The Hamming distance between two binary sequences can be described in terms of sets of elements, where the presence of that element is a \(1\) and absence is a \(0\). Then \(H(A, B) = |A| + |B| - 2|A \cap B|\), i.e., the total number of \(1\) s minus twice the shared \(1\) s. Given \(q\), our query, and all other samples \(b\), we get \(H(q, b) = |q| + |b| - 2|q \cap b|\) where \(|b| - 2|q \cap b|\) is computed by the second matmul above. The dot product between the query haplotype and the genotype matrix, \(hX\) produces the sum of the intersection between \(q\) and each other haplotype. However, we perform \((1 - 2h)X = 1X - 2hX\) which gives us the sum of each haplotype (i.e., \(|b|\) for each \(b\)) minus twice the intersection. Then we just need to add \(|q|\) (numpy.sum(h)) to get the hamming distance.

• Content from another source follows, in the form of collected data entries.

PR #8594, opened 2026-09-18
Prevent App Doctor rescans from dropping compiled findings

jek:

Fixes #23971

Warn agents not to rerun the initial scan after compiling findings, because a new deterministic scan replaces the compiled trace.

Test coverage of dry-run and live submission to ensure neither modifies a compiled trace containing agent findings.

### Checklist

Assisted-By: devx/a43d5d42-941f-47ca-ba7d-47133d5a8cc6


packages/app/src/cli/services/security-check.ts
```diff
@@ -56,8 +76,11 @@ export const appSecurityInstructionsPrompt: RenderSelectPromptOptions<AppSecurit
 }
 
 const defaultDependencies: SecurityDependencies = {
-  execute: async ({directory, findingsPath}) => {
-    const appRoot = resolveAppSecurityRoot(directory)
+  resolveRoot: resolveAppSecurityRoot,
```
dmerand, line 81: I think what the LLM is saying here is that integration tests would be helpful 👍🏼 

Please add command-boundary tests for the real dependency wiring. `check.test.ts` mocks `securityCheck`, and the service tests supply dependencies. Use one compiled-trace case and one default-findings case from a nested `--path`. Each case must prove that the command fails and leaves the protected artifacts byte-identical.

packages/app/src/cli/services/security-check.ts
```diff
@@ -101,16 +124,39 @@ function securityReportInput(
...
+): Promise<void> {
+  const traceResult = await dependencies.readTrace(paths.tracePath)
+  if (traceResult.status === 'ok' && hasRecordedAgentReview(traceResult.trace)) {
+    throw new AbortError(
+      'App Security did not start a new scan.',
+      `The existing trace contains agent review results:\n  ${paths.tracePath}\n\nUse the existing trace, or discard the current review and start over:\n  ${formatAppSecurityCommand(commands.clean)}`,
+    )
+  }
+
+  if (await dependencies.findingsFileExists(paths.findingsPath)) {
```
dmerand, line 146: If we pass a custom findings path, this check won't see it. A plain scan can then replace the active review artifacts. Please require the default path for this workflow, or record review state at a fixed path.

packages/app/src/cli/services/app-security-artifacts.ts
```diff
@@ -42,13 +51,27 @@ export async function writeAppSecurityArtifacts(execution: AppSecurityExecution)
   }
 
   await writeAtomicArtifact(paths.reviewPath, `${JSON.stringify(execution.reviewPack, null, 2)}\n`)
+  if (options.clean) {
```
dmerand, line 61: `clean` is silently ignored when `execution.operation` is `compile`, because the function returns before this block. Please reject that combination before the trace write, or use a type that cannot represent it.

packages/app/src/cli/commands/app/security/check.ts
```diff
@@ -27,6 +29,13 @@ Pass \`--findings\` after completing the review pack to validate agent findings
       description: 'Validate agent findings from a JSON file and compile them into the trace.',
       parse: async (input) => resolvePath(input),
       env: 'SHOPIFY_FLAG_APP_SECURITY_FINDINGS',
+      exclusive: ['clean'],
+    }),
+    clean: Flags.boolean({
+      description: 'Discard the current local review and start a new scan.',
+      default: false,
+      exclusive: ['findings'],
+      env: 'SHOPIFY_FLAG_APP_SECURITY_CLEAN',
```
dmerand: Please remove environment support from this destructive flag. With oclif 4.8.3, `SHOPIFY_FLAG_APP_SECURITY_CLEAN=true` bypasses the guard for every inherited scan. Any non-empty value, including `false`, also conflicts with `--findings`.

dmerand (commented):
This works for me + LGTM overall. I have a few agentic findings worth looking at/resolving before we ship.

packages/app/src/cli/services/security-check.ts
jek: A plain scan won’t overwrite a custom findings file. Once those findings are compiled, the guard checks the trace itself, regardless of where the findings came from.

I don’t think we need to restrict findings paths or add separate review state. I’ll add an integration test that compiles findings from a custom path, then verifies that a plain scan refuses to run and leaves the artifacts unchanged. There is a unit test for this already I believe.

packages/app/src/cli/services/security-check.ts
jek: Added

packages/app/src/cli/services/app-security-artifacts.ts
jek: Added as a check.  Type looks subject to churn when we re-do how findings are attached.

packages/app/src/cli/commands/app/security/check.ts
jek: Removed

dmerand (approved):

jplhomer (approved):

PR #8596, opened 2026-09-18
Move App Doctor route authentication review to the agent

lopez-mar:

The deterministic route-auth check treats an unrecognized authentication spelling as a vulnerability. Valid load-context, dependency-injection, and middleware patterns can therefore produce false positives, while matching authentication text does not prove it protects the operation.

Transformation of the genotype matrix#

The grapp library provides instantiations of scipy.sparse.linalg.LinearOperator that perform matrix multiplication against transformations of the genotype matrix. Some of the more useful ones are:

grapp.linalg.SciPyStdXOperator - the standardized genotype matrix.
grapp.linalg.SciPyStdXTXOperator - the \(M \times M\) covariance matrix based on the standardized genotype matrix.
grapp.linalg.SciPyStdXXTOperator - the \(N \times N\) genetic related matrix (GRM), based on the standardized genotype matrix.

There are unstandardized versions of these operators as well.

Whole genome (all chromosomes)#

The “multi” operators in grapp behave the same way as the other operators, except they operate on a list of GRGs instead of a single one. Typically, a GRG is created for each chromosome, and then whole genome operations use a “multi” operator.